> _How to complete this task_
Each entry must be output once more without any change.

Stored data

PR #4176, opened 2020-10-06
pybind11 API updates based on feedback

schelleg:
bo.write rewritten to use buffers

bo updates constructor and new functions added.

template change to keep up with master

Signed-off-by: Graham Schelle <graham.schelle@xilinx.com>

### DIFF
--- a/src/python/pybind11/src/pyxrt.cpp
+++ b/src/python/pybind11/src/pyxrt.cpp
@@ -93,7 +93,7 @@ py::class_<xrt::run>(m, "run")
        r.set_arg(i, item);
      })
    .def("set_arg", [](xrt::run & r, int i, int & item){
-       r.set_arg<int>(i, item);
+       r.set_arg<int&>(i, item);
      })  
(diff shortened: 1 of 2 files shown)


src/python/pybind11/src/pyxrt.cpp
```diff
@@ -105,7 +105,11 @@ py::class_<xrt::run>(m, "run")
 py::class_<xrt::kernel>(m, "kernel")
     .def(py::init([](xrt::device d, const py::array_t<unsigned char> u, const std::string & n, bool e){
         return new xrt::kernel(d, (const unsigned char*) u.request().ptr, n, e);
```
stsoe, line 107: I am not claiming to understand this file, but where is the corresponding delete?

schelleg: with this return style, Python takes ownership of the object and calls delete() when the Python object's reference counter goes to zero.

sonals:
ok to test

PR #4177, opened 2020-10-06
Callbacks to shutdown XDP AIE trace, profile from user level AIE APIs for profiling

IshitaGhosh:


jvillarre (approved):
Callbacks look good to shut down profiling plugins if they are active

larry9523 (approved):
Looks good. 
Two nits
1) It may be better to put some comment before calling xdpaie::*** so that code reader knows what we are doing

> _Problem solution_
PR #4176, opened 2020-10-06
pybind11 API updates based on feedback

schelleg:
bo.write rewritten to use buffers

bo updates constructor and new functions added.

template change to keep up with master

Signed-off-by: Graham Schelle <graham.schelle@xilinx.com>

### DIFF
--- a/src/python/pybind11/src/pyxrt.cpp
+++ b/src/python/pybind11/src/pyxrt.cpp
@@ -93,7 +93,7 @@ py::class_<xrt::run>(m, "run")
        r.set_arg(i, item);
      })
    .def("set_arg", [](xrt::run & r, int i, int & item){
-       r.set_arg<int>(i, item);
+       r.set_arg<int&>(i, item);
      })  
(diff shortened: 1 of 2 files shown)


src/python/pybind11/src/pyxrt.cpp
```diff
@@ -105,7 +105,11 @@ py::class_<xrt::run>(m, "run")
 py::class_<xrt::kernel>(m, "kernel")
     .def(py::init([](xrt::device d, const py::array_t<unsigned char> u, const std::string & n, bool e){
         return new xrt::kernel(d, (const unsigned char*) u.request().ptr, n, e);
```
stsoe, line 107: I am not claiming to understand this file, but where is the corresponding delete?

schelleg: with this return style, Python takes ownership of the object and calls delete() when the Python object's reference counter goes to zero.

sonals:
ok to test

PR #4177, opened 2020-10-06
Callbacks to shutdown XDP AIE trace, profile from user level AIE APIs for profiling

IshitaGhosh:


jvillarre (approved):
Callbacks look good to shut down profiling plugins if they are active

larry9523 (approved):
Looks good. 
Two nits
1) It may be better to put some comment before calling xdpaie::*** so that code reader knows what we are doing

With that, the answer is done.